• [DATASET ENTRIES]

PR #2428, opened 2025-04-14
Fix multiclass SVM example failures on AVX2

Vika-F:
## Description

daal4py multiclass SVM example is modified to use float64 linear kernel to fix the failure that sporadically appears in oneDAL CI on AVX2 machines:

* * *

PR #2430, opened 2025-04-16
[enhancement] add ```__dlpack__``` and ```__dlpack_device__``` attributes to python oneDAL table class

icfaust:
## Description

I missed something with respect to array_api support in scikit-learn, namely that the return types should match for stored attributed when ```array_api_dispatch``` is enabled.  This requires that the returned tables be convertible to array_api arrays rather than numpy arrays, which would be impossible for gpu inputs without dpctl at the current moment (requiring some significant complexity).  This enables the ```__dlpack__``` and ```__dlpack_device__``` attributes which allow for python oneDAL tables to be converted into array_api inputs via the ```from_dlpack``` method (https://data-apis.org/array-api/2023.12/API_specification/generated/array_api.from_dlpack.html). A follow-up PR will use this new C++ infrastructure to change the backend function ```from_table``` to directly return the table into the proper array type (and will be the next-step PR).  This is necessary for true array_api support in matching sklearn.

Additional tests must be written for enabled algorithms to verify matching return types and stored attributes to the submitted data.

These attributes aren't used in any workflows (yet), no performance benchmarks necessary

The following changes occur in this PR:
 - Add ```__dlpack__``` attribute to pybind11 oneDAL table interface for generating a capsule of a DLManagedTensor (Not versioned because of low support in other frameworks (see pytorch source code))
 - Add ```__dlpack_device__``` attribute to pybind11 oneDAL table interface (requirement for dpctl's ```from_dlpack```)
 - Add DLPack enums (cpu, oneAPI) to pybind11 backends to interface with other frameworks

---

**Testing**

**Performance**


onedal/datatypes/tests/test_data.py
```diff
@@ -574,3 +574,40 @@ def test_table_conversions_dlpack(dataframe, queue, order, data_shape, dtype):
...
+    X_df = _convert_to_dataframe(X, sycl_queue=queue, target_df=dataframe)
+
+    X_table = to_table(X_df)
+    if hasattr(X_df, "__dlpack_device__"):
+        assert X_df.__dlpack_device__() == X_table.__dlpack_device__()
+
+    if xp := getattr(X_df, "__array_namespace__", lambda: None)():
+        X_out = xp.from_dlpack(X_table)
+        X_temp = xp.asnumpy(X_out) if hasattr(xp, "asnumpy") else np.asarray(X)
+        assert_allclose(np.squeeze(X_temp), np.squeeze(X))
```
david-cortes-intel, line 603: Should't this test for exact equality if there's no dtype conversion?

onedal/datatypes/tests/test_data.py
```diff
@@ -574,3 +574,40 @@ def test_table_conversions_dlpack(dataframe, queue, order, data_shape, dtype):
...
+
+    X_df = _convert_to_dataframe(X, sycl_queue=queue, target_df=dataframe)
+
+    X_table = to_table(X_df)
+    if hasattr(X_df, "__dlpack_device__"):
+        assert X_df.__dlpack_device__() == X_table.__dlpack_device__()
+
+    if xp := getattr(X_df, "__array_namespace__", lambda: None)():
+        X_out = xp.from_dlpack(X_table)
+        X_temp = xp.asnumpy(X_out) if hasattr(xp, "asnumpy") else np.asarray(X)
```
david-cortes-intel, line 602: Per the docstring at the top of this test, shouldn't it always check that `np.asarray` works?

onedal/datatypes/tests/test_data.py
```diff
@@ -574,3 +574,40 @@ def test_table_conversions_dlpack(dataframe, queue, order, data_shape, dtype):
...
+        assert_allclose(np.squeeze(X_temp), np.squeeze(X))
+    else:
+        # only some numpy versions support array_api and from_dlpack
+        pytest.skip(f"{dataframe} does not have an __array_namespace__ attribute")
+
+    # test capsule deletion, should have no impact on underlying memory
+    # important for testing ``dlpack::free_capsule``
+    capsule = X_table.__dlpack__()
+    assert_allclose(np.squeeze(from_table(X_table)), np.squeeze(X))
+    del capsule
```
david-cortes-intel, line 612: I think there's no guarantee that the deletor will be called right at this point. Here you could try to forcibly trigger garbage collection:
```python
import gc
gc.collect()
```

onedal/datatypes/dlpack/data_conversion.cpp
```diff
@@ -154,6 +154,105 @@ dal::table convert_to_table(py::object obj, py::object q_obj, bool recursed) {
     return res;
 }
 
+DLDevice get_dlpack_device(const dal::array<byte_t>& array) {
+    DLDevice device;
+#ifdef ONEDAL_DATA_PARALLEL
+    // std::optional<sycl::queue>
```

• [YOUR OBJECTIVE] Using the records above, write out exactly the lines between the one holding "PR #2428, opened 2025-04-14" and the one holding "daal4py multiclass SVM", inclusive; leave everything else out.

• [ANSWER BOX]
PR #2428, opened 2025-04-14
Fix multiclass SVM example failures on AVX2

Vika-F:
## Description

daal4py multiclass SVM example is modified to use float64 linear kernel to fix the failure that sporadically appears in oneDAL CI on AVX2 machines:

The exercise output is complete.